- [DIRECTIONS]:
From the records below, copy the lines that include "listed".

Stored records:
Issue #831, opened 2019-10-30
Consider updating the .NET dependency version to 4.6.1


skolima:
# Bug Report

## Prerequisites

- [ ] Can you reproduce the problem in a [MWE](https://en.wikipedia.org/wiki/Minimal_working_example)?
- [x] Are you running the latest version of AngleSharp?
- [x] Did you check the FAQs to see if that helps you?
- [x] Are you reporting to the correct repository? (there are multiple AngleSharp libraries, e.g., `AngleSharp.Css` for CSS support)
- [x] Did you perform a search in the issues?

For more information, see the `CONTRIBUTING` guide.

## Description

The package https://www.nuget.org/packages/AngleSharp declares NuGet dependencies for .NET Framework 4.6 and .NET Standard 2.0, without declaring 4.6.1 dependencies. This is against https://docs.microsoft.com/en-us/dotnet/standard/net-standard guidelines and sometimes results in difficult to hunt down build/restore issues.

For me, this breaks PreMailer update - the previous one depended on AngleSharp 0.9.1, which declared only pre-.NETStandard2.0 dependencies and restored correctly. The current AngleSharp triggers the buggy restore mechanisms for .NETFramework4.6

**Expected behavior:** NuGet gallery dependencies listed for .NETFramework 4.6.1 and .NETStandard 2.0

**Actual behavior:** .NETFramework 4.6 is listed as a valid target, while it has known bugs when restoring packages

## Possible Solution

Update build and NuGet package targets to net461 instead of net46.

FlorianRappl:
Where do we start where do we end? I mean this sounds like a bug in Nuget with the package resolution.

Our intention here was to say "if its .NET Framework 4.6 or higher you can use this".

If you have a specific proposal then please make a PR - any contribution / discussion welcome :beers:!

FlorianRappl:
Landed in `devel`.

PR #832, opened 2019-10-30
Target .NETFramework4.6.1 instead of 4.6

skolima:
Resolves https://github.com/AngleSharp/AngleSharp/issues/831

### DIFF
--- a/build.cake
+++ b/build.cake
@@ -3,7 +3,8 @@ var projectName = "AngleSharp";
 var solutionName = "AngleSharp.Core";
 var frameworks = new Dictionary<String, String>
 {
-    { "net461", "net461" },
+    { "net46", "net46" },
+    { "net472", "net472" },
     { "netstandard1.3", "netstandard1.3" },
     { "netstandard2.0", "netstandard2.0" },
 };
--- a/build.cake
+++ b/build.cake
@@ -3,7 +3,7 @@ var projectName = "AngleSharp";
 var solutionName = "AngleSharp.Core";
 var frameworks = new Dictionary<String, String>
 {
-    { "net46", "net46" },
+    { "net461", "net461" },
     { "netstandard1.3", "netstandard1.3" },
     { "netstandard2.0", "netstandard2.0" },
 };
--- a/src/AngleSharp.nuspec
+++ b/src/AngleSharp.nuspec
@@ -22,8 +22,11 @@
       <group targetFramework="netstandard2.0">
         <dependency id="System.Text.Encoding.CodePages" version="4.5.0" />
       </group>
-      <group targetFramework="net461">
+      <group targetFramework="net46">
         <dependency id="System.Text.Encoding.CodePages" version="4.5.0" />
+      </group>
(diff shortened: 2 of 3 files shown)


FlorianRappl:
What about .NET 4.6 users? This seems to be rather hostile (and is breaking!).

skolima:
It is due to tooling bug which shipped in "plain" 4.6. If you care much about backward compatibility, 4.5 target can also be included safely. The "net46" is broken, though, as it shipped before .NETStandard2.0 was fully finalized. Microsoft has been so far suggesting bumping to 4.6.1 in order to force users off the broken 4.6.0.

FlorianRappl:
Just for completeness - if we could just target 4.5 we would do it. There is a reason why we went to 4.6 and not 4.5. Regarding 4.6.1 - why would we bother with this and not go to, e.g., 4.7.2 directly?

- [RESULT FOR THIS TASK]:
**Expected behavior:** NuGet gallery dependencies listed for .NETFramework 4.6.1 and .NETStandard 2.0
**Actual behavior:** .NETFramework 4.6 is listed as a valid target, while it has known bugs when restoring packages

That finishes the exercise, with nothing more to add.